• _Problem statement_
Please return all lines of the data below containing the string "plantuml".

• _Extracted material_
PR #2733, opened 2023-12-09
Split out and improve theme common configuration doc

mooreds:


astro/src/content/docs/operate/deploy/_theme-environment-management.mdx
```diff
@@ -0,0 +1,55 @@
+When moving themes from one environment to another, the theme logic and look and feel may be the same, but the assets may be different. FusionAuth does not resolve environment variables in the themes, or anything other than [what is documented](/docs/customize/look-and-feel/template-variables).
```
mark-robustelli, line 1:
```suggestion
When moving themes from one environment to another, the theme logic and look and feel may be the same, but the assets may be different. FusionAuth resolves environment variables in the themes that are [documented](/docs/customize/look-and-feel/template-variables).
```
Try to turn this into what FusionAuth does vs what it doesn't do.

astro/src/content/docs/operate/deploy/_theme-environment-management.mdx
```diff
@@ -0,0 +1,55 @@
...
+
+You have a few options to handle the difference in assets between theme environments.
+
+You can set variables at theme build time in the [Helpers](/docs/customize/look-and-feel/helpers) template using the [`assign`](https://freemarker.apache.org/docs/ref_directive_assign.html) directive. These variables can then be used in other templates. You can use a templating language like jinja to build the `Helpers` template at build time.
+
+Another option is to use custom fields in the `tenant.data` field, since the `tenant` object will always be available. Then you can use the same theme templates but reference these variables for different hostnames.
```
mark-robustelli, line 7:
```suggestion
Another option is to use custom fields in the `tenant.data` field of the `tenant` object. Then you can use the same theme templates but reference these variables for different hostnames.
```

just a suggestion.

mark-robustelli (approved):
Just a couple of suggestions.  Good if you are.

astro/src/content/docs/operate/deploy/_theme-environment-management.mdx
mooreds: thanks, made it clearer.

astro/src/content/docs/operate/deploy/_theme-environment-management.mdx
mooreds: Thanks, made it clearer.

PR #2743, opened 2023-12-12
Updated blog post with note about fundraise

mooreds:


astro/src/content/blog/winning-customer-auth-market.mdx
```diff
@@ -19,6 +21,8 @@ My goal today is to explain our market position and the customer identity and ac
 
 Excited to share more below.
 
+<Aside type="note" nodark="true">Updated Nov 2023: [we recently announced a $65 million fundraise](/blog/fusionauth-funding) to accelerate our mission of helping customers with their CIAM needs.</Aside>
```
mark-robustelli, line 24:
```suggestion
<Aside type="note" nodark="true">Updated Nov 2023: Being a boostrapped company has always been a source of pride for FusionAuth. However, it can also be a limiting factor. [We recently announced a $65 million fundraise](/blog/fusionauth-funding) to accelerate our mission of helping customers with their CIAM needs.</Aside>
```
Think this might give it a little more context in regards to the header in Brian's article that states "FusionAuth Has No VC Funding"

mark-robustelli (changes requested):
I think this will work out well and gives us a good sense of our history, who we are and where we are headed.

mooreds:
Made your suggested change. Please approve and I'll ship it.

mark-robustelli (approved):

PR #2749, opened 2023-12-13
Delete leftover files after the migration

lyleschemmerling:
the old legacy jekyll stuff no longer sparks joy


package-lock.json
mooreds, line 1: Are you sure we want to remove this? I thought we needed it for npm ci which is run during the build process.

site/_diagrams/_config.plantuml
mooreds, line 1: farewell plantuml!

mooreds (changes requested):
I think we need package-lock.json? What am I missing?

package-lock.json
lyleschemmerling: It looks like this file was added by accident. The package.json and the correlated package-lock.json that we care about are in the astro directory, which is the working directory for the `npm ci` command

mooreds (approved):

PR #2757, opened 2023-12-14
Only show trust token when doing two factor login response

mooreds:
This addresses https://github.com/FusionAuth/fusionauth-issues/issues/2562

Looks like an extra `!` got put in there.

I examined the [UserResponse object](https://github.com/FusionAuth/fusionauth-java-client/blob/master/src/main/java/io/fusionauth/domain/api/UserResponse.java) and there's not any way for a `trustToken` to be delivered as part of a user CRUD operation.


lyleschemmerling (approved):
render if not not, not render if not not not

• _Result of the task_
site/_diagrams/_config.plantuml
mooreds, line 1: farewell plantuml!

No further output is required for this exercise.